Uni algorithm may be significantly improved. Currently it uses vectors implementation from standard c++ library. It may be the case that this do some heavy reallocating. Substituting vectors by `n*n` array is not so easy, because if we'll use chunks with size even so small as 100KiB, it will need (100 * 1000)^2 = 10GB memory, at least. However, one could try to make some experiments and try to make array with n rows, but less than n columns (assume `k` columns), and if it happen to need more columns, we could just use linked list or vector for remaining elements.
Suffix implementation also probably may be improved. It represents string as a tree, so memory access to edges and branch nodes is very random. Waiting for data in our computers is estimated for 200 cycles, and if we are constantly missing the cache (because the data is scattered), we spend most time idling.
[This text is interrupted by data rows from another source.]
PR #705, opened 2024-07-25
Fix misleading zocalo results message

rtuck99:
Fixes a minor issue with logging found during investigation of i03 "gonio slump" - a log message from `zocalo_results.py` which suggests there are always 2 found crystals.

1. Tests pass
2. Everything works normally
3. Log reports correct number of found crystals


dperl-dls (approved):
lgtm, thank you!

PR #713, opened 2024-07-29
Convert cyrostream to ophyd-async

### LINKED ISSUE #686: Convert to ophyd-async: cryostream

DominicOram:
Fixes #686

1. Confirm unit tests pass
2. Confirm `dodal connect i03` passes

### Checks for reviewer


src/dodal/devices/cryostream.py
```diff
@@ -1,9 +1,21 @@
...
-class Cryo(Device):
-    course = Cpt(EpicsSignal, "-EA-CJET-01:COARSE:CTRL")
-    fine = Cpt(EpicsSignal, "-EA-CJET-01:FINE:CTRL")
-    temp = Cpt(EpicsSignalRO, "-EA-CSTRM-01:TEMP")
-    backpress = Cpt(EpicsSignalRO, "-EA-CSTRM-01:BACKPRESS")
+
+class InOut(str, Enum):
+    IN = "In"
+    OUT = "Out"
+
```
DiamondJoseph, line 10: I've been pushing for prefixing all signal value enums with the device class they're for, e.g. from ophyd-async

```python
class AravisTriggerMode(str, Enum):
    """GigEVision GenICAM standard: on=externally triggered"""

    on = "On"
    off = "Off"
```

It feels a bit overkill for In/Out, On/Off, etc., but it means won't get caught up trying to compare 2 different enums when inevitable some other device version of InOut has In, Out and Moving. And means can be clearer what In/Out mean (sometimes in beam, sometimes in box, sometimes direction...)

DominicOram: Is it not clear by where it lives though? e.g. `from cyrostream import InOut`. If you have multiple `InOut`s you might want in a plan then you will have to import them differently anyway:
```python
from cyrostream import InOut as CryostreamInOut
from other import InOut as OtherInOut

cryosteam.set(OtherInOut) # This would get caught by the type checker
```

stan-dot: then we could have a shared `InOut`? 

That the values are in/out is a happenstance of a given channel, what matters it where they go - the key. On/Off as string is a bit of an odd case as it logically maps to boolean, we might want to handle it in some special way.

Perhaps in OphydAsync?

`from cyrostream import InOut as CryostreamInOut`
this might not be the most popular opinion but for me this would be a code smell as there is no guarantee the 'CryostreamInOut` would be consistent across different plans. Another plan might have `CryoInOut`.

`numpy as np` or `bluesky.plan_stubs as bps` are an exception as they just shorten the import but both are in widespread use so misspelling is less likely

DominicOram: I dislike a shared `InOut` because I don't think we can rely on the assumption that different devices share enum values.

BWT algorithm which we are using here, is also used in compression format widely known as `bzip2`. Author of `bzip2` implementation also seems to agree with this statement. Quoting from bzip documentation:
> bzip2 usually allocates several megabytes of memory to operate in, and then charges all over it in a fairly random fashion. This means that performance, both for compressing and decompressing, is largely determined by the speed at which your machine can service cache misses. Because of this, small changes to the code to reduce the miss rate have been observed to give disproportionately large performance improvements. I imagine bzip2 will perform best on machines with very large caches."